Activity: From the opening line of the records through the line bearing "The codex preset", set down every line exactly.

Provided data:
PR #409, opened 2026-09-01
fix(codex): recommended orchestrator model is not a codex CLI id

ketan0095:
## What & why

The codex preset recommends `gpt-5-codex` as the orchestrator model. That is a real OpenAI **API** model id, which is why it looked right, but it is absent from the codex CLI's own catalog and the CLI rejects it — so a Codex orchestrator 404s on every turn while the floor shows it ready. The preset carried a `// TODO-verify` saying the codex CLI could not be installed to confirm the id; this discharges it.

It reached users as a **stored** value, not through the preset fallback. `OnboardingWizard` and `CommandCenterPanel` both persist the recommendation into `config.godModel`, and `godModel` wins wherever the spawn model is read (`useHive` builds the command straight from it). Correcting the preset alone would leave every existing install broken, so `readConfig` also repairs a stored `gpt-5-codex`. It **sets** rather than deletes: `readConfig` merges `DEFAULTS`, whose `godModel` is a Claude id, so deleting the key would quietly hand a Claude model to a codex spawn.

`AddAgentModal`'s hire prompt also offered the broken id to the model as an example of "a real model id for that provider".

Refs #104 — the "fix a bug in an existing integration" half.

## Type of change

- [x] Bug fix
- [ ] New feature
- [ ] Refactor / cleanup
- [ ] Docs
- [ ] Build / CI

### Before

Before

_Rendered from the real terminal session; the same output is pasted below so it is searchable._

The pinned id, against the real CLI (`codex-cli 0.149.1`):

```console
$ codex exec -m gpt-5-codex "reply with the single word OK"
ERROR: unexpected status 404 Not Found: Model not found gpt-5-codex,
       url: https://api.openai.com/v1/responses, cf-ray: a3432d2ecb03d70f-BNE
```

And it is not in the catalog compiled into the binary, which is identical for every install:

```console
$ codex debug models --bundled | jq -r '.models[].slug'
gpt-5.6-sol
gpt-5.6-terra
gpt-5.6-luna
gpt-5.5
gpt-5.4
gpt-5.4-mini
gpt-5.2
codex-auto-review
```

The new tests, run against the unfixed code — the suite is red:

```console
$ node --test test/god-model-repair.test.cjs
✖ a stored gpt-5-codex godModel is repaired on read
  exit=1  pass 2  fail 1
```

### After

After

_Rendered from the real terminal session; the same output is pasted below so it is searchable._

The replacement, same command, same machine:

```console
$ codex exec -m gpt-5.6-sol "reply with the single word OK"
OK
```

`gpt-5.6-sol` is the `priority: 1`, `visibility: "list"`, `supported_in_api: true` entry in that same bundled catalog. The catalog refreshes from the server, so the comment records that it needs re-verifying on a CLI bump.

Suite green:

```console
$ npm run typecheck   # exit 0
$ npm run test:focused
ℹ tests 748
ℹ pass 748
ℹ fail 0
```

## How I tested it

- OS: macOS (Darwin 25.5.0), Apple Silicon; `codex-cli 0.149.1`
- Steps:
  - Ran the failing and passing model ids through `codex exec` as above, with the working id as a control so the probe itself is proven able to succeed.
  - Confirmed the id is absent from `codex debug models --bundled` (8 models).
  - `npm run typecheck` — clean, node + web.
  - `npm run test:focused` — 748 pass, 0 fail.
  - Mutation-tested the new repair one guard at a time: unwiring it from `readConfig` (the shipped bug) fails, deleting the key instead of setting it fails, and widening it to rewrite every model fails. Restored source is green.

Note: my `~/.codex/auth.json` holds an `OPENAI_API_KEY`, so the 404 above is the API-key path. The bundled-catalog check is auth-independent and covers both.

## Checklist

### DIFF
--- a/src/main/config.ts
+++ b/src/main/config.ts
@@ -543,6 +543,24 @@ let triggersMigrationRan = false;
  * Wrapped end-to-end in a try/catch: a config that is corrupt in some unrelated
  * way must still boot the app, and a migration is never worth a failed launch.
  */
+/** Repair a stored `godModel` that the codex CLI cannot accept.
+ *
+ *  `gpt-5-codex` is a real OpenAI *API* model id, so it looked right, but it is
+ *  not in the codex CLI's model catalog and the CLI answers `404 Model not
+ *  found`. Onboarding and the Command Center both persisted it into `godModel`
+ *  when Codex was chosen, and `godModel` wins over the preset everywhere it is
+ *  read — so correcting the preset alone leaves every existing install spawning
+ *  an orchestrator that never answers.
+ *
+ *  No latch: the value never worked, so a stored one is always a bug and never a
+ *  preference, and the repair is idempotent. SET rather than delete — `readConfig`
+ *  merges DEFAULTS, whose `godModel` is a Claude id, which would quietly hand a
+ *  Claude model to a codex spawn. */
+function repairUnusableGodModel(cfg: HarnessConfig): HarnessConfig {
+  if (cfg.godModel !== 'gpt-5-codex') return cfg;
+  return { ...cfg, godModel: providerPreset('codex').recommendedOrchestratorModel };
+}
+
 function migrateTriggersV1(cfg: HarnessConfig): HarnessConfig {
   if (cfg.triggersMigratedV1 || triggersMigrationRan) return cfg;
   triggersMigrationRan = true;
@@ -592,7 +610,9 @@ export function readConfig(): HarnessConfig {
   try {
     const raw = readFileSync(p, 'utf8');
     const parsed = JSON.parse(raw);
-    return normalizeStoredHomes(migrateTriggersV1(withTriggerDefaults({ ...DEFAULTS, ...parsed })));
+    return repairUnusableGodModel(
+      normalizeStoredHomes(migrateTriggersV1(withTriggerDefaults({ ...DEFAULTS, ...parsed })))
+    );
   } catch {
     return withTriggerDefaults({ ...DEFAULTS });
   }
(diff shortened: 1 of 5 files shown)


aaroncoville:
Duplicate of #330

ketan0095:
You're right — #330 has this and it predates mine by six days. Closing in favour of it. Apologies for the duplicate: I checked which *issues* were already claimed by an open PR, but not which open PRs touched `agentProvider.ts`, which would have caught it immediately.

Two things from my version that #330 doesn't cover, in case either is useful:

**1. A stored `godModel` still carries the dead id.** #330 corrects the preset, but `OnboardingWizard` and `CommandCenterPanel` persist that value into `config.godModel`, and `godModel` wins wherever the spawn model is read — `useHive` builds the command straight from it. So anyone who already picked Codex for Michael keeps getting the 404 after this lands, with the floor still showing a ready orchestrator. The repair is small (`readConfig` rewrites the one dead value) with one wrinkle worth knowing: it has to **set** rather than delete, because `readConfig` merges `DEFAULTS` and `DEFAULTS.godModel` is a Claude id — deleting the key hands a Claude model to a codex spawn. Happy to send that as a focused follow-up once #330 is in; it composes fine either way, since it reads the recommendation from the preset rather than hardcoding it.

**2. Possible catalog drift.** Your picker adds `gpt-5.3-codex-spark` and omits `gpt-5.2`; `codex debug models --bundled` on 0.149.1 today returns 8 slugs including `gpt-5.2` and no `codex-spark`. Yours was a ChatGPT-login `model/list` probe on the 25th and mine is the bundled catalog under API-key auth, so this may just be the catalog having moved between then and now rather than anything wrong on your side — but worth a re-probe before merge, since the picker is the part that goes stale.

Either way the conclusion matches: `gpt-5-codex` is absent from the CLI's catalog and returns `404 Not Found: Model not found gpt-5-codex`, and `gpt-5.6-sol` is the priority-1 entry. Good catch getting there first.

ketan0095:
Closing as a duplicate of #330.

Solution for this task:
PR #409, opened 2026-09-01
fix(codex): recommended orchestrator model is not a codex CLI id

ketan0095:
## What & why

The codex preset recommends `gpt-5-codex` as the orchestrator model. That is a real OpenAI **API** model id, which is why it looked right, but it is absent from the codex CLI's own catalog and the CLI rejects it — so a Codex orchestrator 404s on every turn while the floor shows it ready. The preset carried a `// TODO-verify` saying the codex CLI could not be installed to confirm the id; this discharges it.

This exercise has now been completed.